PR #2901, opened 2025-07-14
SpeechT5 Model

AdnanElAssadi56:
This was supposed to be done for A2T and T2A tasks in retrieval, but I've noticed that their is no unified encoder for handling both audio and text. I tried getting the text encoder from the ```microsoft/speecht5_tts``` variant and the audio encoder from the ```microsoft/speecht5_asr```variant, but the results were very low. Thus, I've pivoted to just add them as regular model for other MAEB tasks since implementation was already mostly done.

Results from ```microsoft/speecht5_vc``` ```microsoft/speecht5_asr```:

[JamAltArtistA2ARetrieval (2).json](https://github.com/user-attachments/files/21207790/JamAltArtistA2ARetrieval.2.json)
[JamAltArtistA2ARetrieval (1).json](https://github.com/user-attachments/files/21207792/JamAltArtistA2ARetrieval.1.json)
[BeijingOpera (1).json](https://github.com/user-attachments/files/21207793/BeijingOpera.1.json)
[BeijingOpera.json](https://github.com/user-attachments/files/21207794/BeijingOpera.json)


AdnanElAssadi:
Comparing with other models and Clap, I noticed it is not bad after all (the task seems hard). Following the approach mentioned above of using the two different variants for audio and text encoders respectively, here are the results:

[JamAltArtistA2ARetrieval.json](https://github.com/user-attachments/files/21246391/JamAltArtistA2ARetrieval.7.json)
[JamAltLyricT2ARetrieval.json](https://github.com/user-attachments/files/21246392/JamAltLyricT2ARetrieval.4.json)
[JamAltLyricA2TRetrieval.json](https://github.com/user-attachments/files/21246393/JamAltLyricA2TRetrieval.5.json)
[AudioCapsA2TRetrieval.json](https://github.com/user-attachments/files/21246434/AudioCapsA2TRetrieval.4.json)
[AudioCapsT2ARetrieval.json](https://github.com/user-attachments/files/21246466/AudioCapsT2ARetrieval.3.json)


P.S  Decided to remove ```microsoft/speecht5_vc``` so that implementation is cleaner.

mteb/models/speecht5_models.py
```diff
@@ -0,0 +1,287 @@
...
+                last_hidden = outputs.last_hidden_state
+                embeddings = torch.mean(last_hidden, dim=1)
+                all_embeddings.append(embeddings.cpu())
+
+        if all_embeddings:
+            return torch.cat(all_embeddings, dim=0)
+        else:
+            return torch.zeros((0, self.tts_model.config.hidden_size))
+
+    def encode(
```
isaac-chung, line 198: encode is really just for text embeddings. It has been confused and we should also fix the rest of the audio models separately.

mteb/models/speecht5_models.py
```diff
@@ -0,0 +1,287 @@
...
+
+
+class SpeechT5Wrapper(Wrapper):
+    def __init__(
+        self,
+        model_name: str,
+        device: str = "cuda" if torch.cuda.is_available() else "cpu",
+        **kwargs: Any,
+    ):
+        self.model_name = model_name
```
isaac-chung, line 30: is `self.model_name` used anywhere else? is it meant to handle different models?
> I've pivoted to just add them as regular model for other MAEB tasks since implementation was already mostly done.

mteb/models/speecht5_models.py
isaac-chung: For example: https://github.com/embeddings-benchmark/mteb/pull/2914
...
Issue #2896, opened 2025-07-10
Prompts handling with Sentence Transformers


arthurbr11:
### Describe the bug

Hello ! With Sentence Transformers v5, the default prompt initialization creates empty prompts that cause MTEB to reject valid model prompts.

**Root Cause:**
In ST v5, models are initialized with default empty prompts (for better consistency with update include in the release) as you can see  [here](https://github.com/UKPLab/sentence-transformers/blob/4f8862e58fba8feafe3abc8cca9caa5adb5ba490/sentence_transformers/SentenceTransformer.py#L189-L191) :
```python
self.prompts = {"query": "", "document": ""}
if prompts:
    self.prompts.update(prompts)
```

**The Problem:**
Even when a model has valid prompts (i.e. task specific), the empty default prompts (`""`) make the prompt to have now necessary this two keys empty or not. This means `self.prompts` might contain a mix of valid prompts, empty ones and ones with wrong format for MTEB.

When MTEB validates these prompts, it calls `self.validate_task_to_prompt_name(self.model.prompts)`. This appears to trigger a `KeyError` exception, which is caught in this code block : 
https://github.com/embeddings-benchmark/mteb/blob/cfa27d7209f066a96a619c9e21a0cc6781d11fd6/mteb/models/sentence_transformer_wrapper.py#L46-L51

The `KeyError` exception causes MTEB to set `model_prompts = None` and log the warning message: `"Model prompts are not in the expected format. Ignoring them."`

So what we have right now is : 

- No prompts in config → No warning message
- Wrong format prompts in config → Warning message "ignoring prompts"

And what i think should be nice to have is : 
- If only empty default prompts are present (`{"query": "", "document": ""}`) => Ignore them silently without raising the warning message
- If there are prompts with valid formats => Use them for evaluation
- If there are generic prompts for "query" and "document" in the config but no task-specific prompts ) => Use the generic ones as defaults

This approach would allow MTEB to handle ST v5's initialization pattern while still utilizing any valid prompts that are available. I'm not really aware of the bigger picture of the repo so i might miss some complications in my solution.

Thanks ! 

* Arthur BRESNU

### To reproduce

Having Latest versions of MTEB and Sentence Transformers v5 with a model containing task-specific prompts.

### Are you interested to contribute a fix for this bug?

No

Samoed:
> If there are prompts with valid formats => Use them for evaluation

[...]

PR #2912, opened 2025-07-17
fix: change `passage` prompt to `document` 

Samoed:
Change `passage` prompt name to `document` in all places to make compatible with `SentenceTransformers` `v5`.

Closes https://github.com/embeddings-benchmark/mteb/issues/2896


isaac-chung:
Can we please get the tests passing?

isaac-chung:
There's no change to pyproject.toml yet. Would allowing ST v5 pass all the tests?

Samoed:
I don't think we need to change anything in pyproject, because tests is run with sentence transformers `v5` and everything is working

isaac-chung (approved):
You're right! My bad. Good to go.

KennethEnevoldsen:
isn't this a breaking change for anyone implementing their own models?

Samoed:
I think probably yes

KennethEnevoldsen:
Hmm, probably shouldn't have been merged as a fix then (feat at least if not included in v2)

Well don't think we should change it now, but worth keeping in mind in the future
--
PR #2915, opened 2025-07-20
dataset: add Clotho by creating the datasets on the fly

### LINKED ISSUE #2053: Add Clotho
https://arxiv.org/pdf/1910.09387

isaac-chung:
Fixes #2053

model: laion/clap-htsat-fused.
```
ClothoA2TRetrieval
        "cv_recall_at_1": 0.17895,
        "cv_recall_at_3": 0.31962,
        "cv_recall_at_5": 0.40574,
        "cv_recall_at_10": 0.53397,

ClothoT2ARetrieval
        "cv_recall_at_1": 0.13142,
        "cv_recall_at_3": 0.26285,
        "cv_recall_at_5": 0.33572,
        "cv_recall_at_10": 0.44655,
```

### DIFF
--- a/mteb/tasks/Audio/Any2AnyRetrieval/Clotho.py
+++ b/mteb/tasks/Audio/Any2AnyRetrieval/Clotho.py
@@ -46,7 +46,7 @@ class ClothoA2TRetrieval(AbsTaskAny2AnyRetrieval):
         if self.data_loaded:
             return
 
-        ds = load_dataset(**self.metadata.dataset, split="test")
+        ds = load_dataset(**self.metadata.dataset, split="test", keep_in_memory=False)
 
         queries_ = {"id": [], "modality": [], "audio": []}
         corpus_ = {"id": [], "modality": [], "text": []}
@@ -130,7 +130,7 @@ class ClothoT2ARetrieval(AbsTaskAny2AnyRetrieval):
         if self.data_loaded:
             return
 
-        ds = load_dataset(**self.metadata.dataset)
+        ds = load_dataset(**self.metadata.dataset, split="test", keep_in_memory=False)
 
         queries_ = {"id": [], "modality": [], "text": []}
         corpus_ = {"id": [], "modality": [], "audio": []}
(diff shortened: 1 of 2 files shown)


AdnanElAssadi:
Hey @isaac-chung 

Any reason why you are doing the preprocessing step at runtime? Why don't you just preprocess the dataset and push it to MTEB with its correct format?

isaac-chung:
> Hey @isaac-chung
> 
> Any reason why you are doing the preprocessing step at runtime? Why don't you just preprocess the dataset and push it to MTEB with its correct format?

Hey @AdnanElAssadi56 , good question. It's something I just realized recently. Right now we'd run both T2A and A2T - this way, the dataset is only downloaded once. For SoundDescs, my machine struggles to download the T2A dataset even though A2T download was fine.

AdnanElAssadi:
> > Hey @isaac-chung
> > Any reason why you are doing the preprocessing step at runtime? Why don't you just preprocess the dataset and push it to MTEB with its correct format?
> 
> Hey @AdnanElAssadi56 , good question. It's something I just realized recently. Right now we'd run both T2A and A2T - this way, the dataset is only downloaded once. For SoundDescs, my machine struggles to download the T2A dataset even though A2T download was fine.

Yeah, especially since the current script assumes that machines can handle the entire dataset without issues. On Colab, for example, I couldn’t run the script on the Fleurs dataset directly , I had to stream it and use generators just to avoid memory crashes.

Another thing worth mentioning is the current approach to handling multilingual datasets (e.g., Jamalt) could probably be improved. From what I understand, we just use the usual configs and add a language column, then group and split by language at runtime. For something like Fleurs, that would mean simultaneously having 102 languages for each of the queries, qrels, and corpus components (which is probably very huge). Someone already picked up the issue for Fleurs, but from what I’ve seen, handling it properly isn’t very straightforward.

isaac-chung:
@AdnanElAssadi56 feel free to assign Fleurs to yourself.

> _Description of the task_
Your reply should consist solely of the number of lines above that contain the word "which".

> _Exercise answer_
2